▶ [Task details]
After counting the lines below that contain "getDroppableOver", reply with that number alone.

▶ [Source data]
PR #624, opened 2018-07-06
Upgrade babel to 52 and upgrade rollup

TrySound:
All works fine


alexreardon:
Thanks for picking this up @TrySound. I'll leave the babel / rollup bumps for you while we are on beta. Should we do another release for this? I think we are okay looking at the bundles

TrySound:
There's nothing changed actually. Just deprecations. Different sizes probably because of different yarn versions. Which do you have? Mine is 1.7.0

alexreardon:
The snapshot might be a touch out of date

PR #630, opened 2018-07-09
test: enable puppeteer testing using xfvb to avoid headless flakes

MarshallOfSound:


.travis.yml
```diff
@@ -29,4 +29,8 @@ before_script:
   - greenkeeper-lockfile-update
   - yarn global add wait-port@0.2.2
   - yarn storybook & wait-port -t 10000 localhost:9002
+  - "export DISPLAY=:99.0"
```
alexreardon: Hey @MarshallOfSound, could you add a comment above this line to explain what these two commands are for? Cheers!

PR #632, opened 2018-07-10
Accounting for cross axis scrollbars in auto scrolling. Fixes #628 

### LINKED ISSUE #628: When user in the bottom of scrollable list, scroll up is not working
Bug: When user in the bottom of scrollable list, and drag bottom item to the top, scroll top is not working.

Expected behaviour: List should scroll up when user move draggable item to the top of the list

Actual behaviour: List is not scrollable

Steps to reproduce: Basic example from library with updates: https://codesandbox.io/s/3457zo2kn1

What version of `React` are you using: 16
What version of `react-beautiful-dnd` are you running: latest
What browser are you using: Chrome
Operating system: OSX (mac)

Demo ezgif com-video-to-gif

alexreardon:
Fixes #628

### DIFF
--- a/src/state/auto-scroller/can-scroll.js
+++ b/src/state/auto-scroller/can-scroll.js
@@ -59,6 +59,7 @@ export const canPartiallyScroll = ({
   // It is possible for the max scroll to be greater than the current scroll
   // when there are scrollbars on the cross axis. We adjust for this by
   // increasing the max scroll point if needed
+  // This will allow movements backwards even if the current scroll is greater than the max scroll
   const max: Position = {
     x: Math.max(current.x, rawMax.x),
     y: Math.max(current.y, rawMax.y),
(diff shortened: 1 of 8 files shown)


src/state/auto-scroller/can-scroll.js
```diff
@@ -52,10 +52,19 @@ export const getOverlap = (() => {
...
+  max: rawMax,
   current,
   change,
-}: CanScrollArgs): boolean => {
+}: CanPartiallyScrollArgs): boolean => {
+  // It is possible for the max scroll to be greater than the current scroll
+  // when there are scrollbars on the cross axis. We adjust for this by
+  // increasing the max scroll point if needed
+  // This will allow movements backwards even if the current scroll is greater than the max scroll
+  const max: Position = {
```
alexreardon: this is the fix

PR #633, opened 2018-07-11
fixing invariant check in reducer. Fixes #617

### LINKED ISSUE #617: Error when updating state inside onDragStart

alexreardon:
Fixes #617

### DIFF
--- a/src/state/reducer.js
+++ b/src/state/reducer.js
@@ -332,10 +332,9 @@ export default (state: State = idle, action: Action): State => {
     }
 
     invariant(
-      target.isEnabled === isEnabled,
-      `Trying to set droppable isEnabled to ${String(
-        isEnabled,
-      )} but it is already ${String(isEnabled)}`,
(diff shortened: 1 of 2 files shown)


src/state/reducer.js
```diff
@@ -332,10 +332,9 @@ export default (state: State = idle, action: Action): State => {
     }
 
     invariant(
-      target.isEnabled === isEnabled,
-      `Trying to set droppable isEnabled to ${String(
-        isEnabled,
-      )} but it is already ${String(isEnabled)}`,
+      target.isEnabled !== isEnabled,
```
alexreardon: this invariant check was the wrong way around.

We need to throw if they are the same.

alexreardon: We need these values to be different - otherwise it is an error

PR #200, opened 2017-11-27
Placeholder cleanup

alexreardon:
Closes #158

PR #636, opened 2018-07-11
allow dragging children to/from parent lists

ianstormtaylor:
This lets draggable children be dragged from or into a parent, making this library suitable for not just boards but also trees.

@alexreardon one of the reasons that #563 was closed so quickly was because of the big refactor, so I've rebased this pull request against the latest master. It's still just a ~10 line change that only impacts the nested lists use case.

Would you consider merging so we can unblock people using nested lists?

### DIFF
--- a/src/state/get-droppable-over.js
+++ b/src/state/get-droppable-over.js
@@ -154,7 +154,7 @@ export default ({
   const maybe: ?DroppableDimension = toDroppableList(droppables)
     // only want enabled droppables
     .filter((droppable: DroppableDimension) => droppable.isEnabled)
-    .find(
+    .filter(
       (droppable: DroppableDimension): boolean => {
         // If previously dragging over a droppable we give it a
         // bit of room on the subsequent drags so that user and move
@@ -176,7 +176,25 @@ export default ({
         // if it is over the droppable - not its internal impact
         return isPositionInFrame(withPlaceholder)(target);
       },
-    );
+    )
+    .sort(
+      (a, b): number => {
+        if (
+          a.client.contentBox[a.axis.size] < b.client.contentBox[b.axis.size]
+        ) {
+          return -1;
+        }
+
+        if (
+          a.client.contentBox[a.axis.size] > b.client.contentBox[b.axis.size]
+        ) {
+          return 1;
+        }
+
+        return 0;
+      },
+    )
+    .find((droppable: DroppableDimension): boolean => !!droppable);
 
   return maybe ? maybe.descriptor.id : null;
 };
--- a/stories/src/vertical-nested/quote-app.jsx
+++ b/stories/src/vertical-nested/quote-app.jsx
@@ -61,64 +61,78 @@ export default class QuoteApp extends Component<*, State> {
     publishOnDragEnd(result);
 
     // dropped outside the list
-    if (!result.destination) {
-      return;
-    }
-
-    if (result.type === 'first-level') {
-      const children = reorder(
-        this.state.list.children,
-        result.source.index,
-        result.destination.index,
+    if (result.destination) {
+      const destId: string = result.destination.droppableId;
+      const srcId: string = result.source.droppableId;
+      const list: NestedQuoteList = this.state.list;
+      const nestedList: ?NestedQuoteList = list.children.find(
+        item => item.children,
       );
 
-      // $ExpectError - using spread
-      const list: NestedQuoteList = {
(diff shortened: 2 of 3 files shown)


src/state/get-droppable-over.js
```diff
@@ -176,7 +176,25 @@ export default ({
         // if it is over the droppable - not its internal impact
         return isPositionInFrame(withPlaceholder)(target);
       },
-    );
+    )
+    .sort(
```
alexreardon: Note to self: this is the core change here

alexreardon:
### Short answer

We cannot merge this now

### Long answer

We are hoping to do some work very soon to improve the placeholder experience for the library #200. I want to make sure we get everything stable with that experience before we increase our feature set. 

Additionally, when it comes to nested lists I want to do some more thinking about the keyboard interaction.

### How you can proceed

It is a totally valid option to fork this library and add your desired behaviour into that for the time being. That way you can use the feature even though we do not support it. You will just need to remember to pull in the latest code from time to time to take advantage of our improvements

Karmalakas:
I believe nothing is merged to work with nested lists, right? But still I managed to make it work without any extra code. My structure is like this (blue - droppable; red - draggable):
image

Although there are three main issues with nesting:

1. By default, if draggable has a droppable inside it and, when you drag over the area, where that droppable was, it tries to add placeholder in it (changing the inner droppable height, but leaving the draggable height unchanged) :) you have to manually make that inner droppable disabled
image

2. While draggable is dragged in the same droppable, all is good and the space where original item was, is collapsed. But as soon as you drag it outside to another droppable (no matter if parent or sibling's inner droppable), there are two placeholders visible - one as it should be, beneath the dragable and the other appears in the old position where draggable was originali before moving it (you can see the same in an animation above)
image

3. This is closely related to the 2nd issue. If I try to drag an item outside of it's droppable into another, it doesn't add a placeholder until I drag to the point, where the droppable was with the original item in it's original position. I tried to show it as best as I could :D 
image

Karmalakas:
I'll see what I can do when I'm back to work from sick leave some time next week. If I'll remember :D

Venryx:
@alexreardon Any possibility of this pull request (or a new one based on the same idea) being considered for inclusion, presumably now that the placeholder refactor is complete?

(I'm another user with nested-lists/trees in his project, and would love to be able to switch to this library from react-dnd for the nice animations and simpler integration approach it provides.)

Venryx:
As it doesn't seem like it'll be merged for now, I thought I'd share an easier way to implement the changes above without maintaining your own fork.

Just use the string-replace-webpack-plugin module!: https://github.com/jamesandersen/string-replace-webpack-plugin

It's a great tool that I always include for my large projects. What it lets you do, is specify a block of code to find, and a block of code to replace it with. It works for any file that you require from webpack, and this _includes_ files in the `node_modules` folder.

Specifically, to implement the patch above, here is the code I have added to my webpack config file:
```
webpackConfig.module.rules.push({
	loader: StringReplacePlugin.replace({
		replacements: [
			// make lib support nested-lists better (from: https://github.com/atlassian/react-beautiful-dnd/pull/636)
			{
				pattern: /var getDroppableOver = (.|\n)+?(?=var getDraggablesInsideDroppable)/,
				replacement: () => {
					return `
						var getDroppableOver = (function(args) {
							var target = args.target, droppables = args.droppables;
							var maybe = toDroppableList(droppables)
								.filter(droppable => {
									if (!droppable.isEnabled) return false;
									var active = droppable.subject.active;
									if (!active) return false;
									return isPositionInFrame(active)(target);
								})
								.sort((a, b) => {
									// if draggable is over two lists, and one's not as tall, have it prioritize the list that's not as tall
									if (a.client.contentBox[a.axis.size] < b.client.contentBox[b.axis.size]) return -1;
									if (a.client.contentBox[a.axis.size] > b.client.contentBox[b.axis.size]) return 1;
									return 0;
								})
								.find(droppable => !!droppable);
							return maybe ? maybe.descriptor.id : null;
						});
					`.trim();
				},
			}
		]
	}),
});
```

Done! Your modification is now saved within your project, without needing to create your own variant of the package on npm.

Granted, the regex used to replace the code is not guaranteed to match future versions, so if you take this approach, I suggest locking the version of `react-beautiful-dnd` to the exact version you have installed, and include a warning in your readme telling about the modification. (so other members don't upgrade the library and break the regex-based modification without realizing it)

PR #639, opened 2018-07-16
Updated README.md with valid sandbox url

rambabusaravanan:
"Simple DnD between two lists" is updated with valid sandbox url


rambabusaravanan:
@alexreardon I played with my [fork](https://codesandbox.io/s/j2krvxwpv9) of yours with updated dependency. But the one updated in readme is yours.

Readme has vertical and horizontal list example from your codesandbox profile. So I just searched in your codesandbox profile for 'two list' and updated.

PR #646, opened 2018-07-17
Fix/ie 11 scroll listener

alexreardon:


src/view/droppable-dimension-publisher/droppable-dimension-publisher.jsx
```diff
@@ -184,6 +192,7 @@ export default class DroppableDimensionPublisher extends Component<Props> {
     watching.closestScrollable.removeEventListener(
       'scroll',
       this.onClosestScroll,
+      listenerOptions,
```
alexreardon: this is the ie11 fix - need to remember to call the removeEventListener with the same listener options to remove to the event handler

PR #661, opened 2018-07-24
Rbellebon/add test cafe

RajaBellebon:
Hello @alexreardon ,

I evaluated Cypress and I will write a blog about why I decided to switch to TestCafe.

[Documentation](https://devexpress.github.io/testcafe/documentation/getting-started/)

Regarding the use case of drag and drop and not using selenium or puppeteer, this test framework seems more than enough.

**Pros:**
* Ability to perform [drag](http://devexpress.github.io/testcafe/documentation/test-api/actions/drag-element.html) (using drag function)
* Ability to use the keyboard
* Ability to run on different [browsers](https://devexpress.github.io/testcafe/documentation/using-testcafe/common-concepts/browsers/browser-support.html)
* Ability to run headless
* Ability to run on browserstack (Edge, IE11, access to mobile emulator)

**To be confirmed:**
* Test Executions seem fast
* Seems scalable (meaning we can add more tests)

**Cons:**
* Use of the testCafe runner instead of Jest
* testCafe has a local runner but it is not the best to debug( compare to cypress)

At the moment, the test will run against:
- Chrome headless
- Chrome headless with emulator device for iphone (to validate touch event)
- Firefox headless


test/browser/simple-list.js
```diff
@@ -0,0 +1,41 @@
...
+fixture`Simple List Test Case`.page`${urlSimpleList}`.beforeEach(async t => {
+  await t
+    .navigateTo(urlSimpleList)
+    .expect(Selector(singleListContainer).visible)
+    .ok();
+});
+
+test('Drag and drop using click / drag', async t => {
+  const textBefore = await Selector(secondCard).innerText;
+  await t.dragToElement(secondCard, fourthCard, { speed: 0.5 }).wait(500);
```
alexreardon: wonderful

PR #665, opened 2018-07-27
ci: ensure the yarn lock file does not change during install

MarshallOfSound:


alexreardon:
Close 😊

MarshallOfSound:
@alexreardon All green 👍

▶ [Response below]
2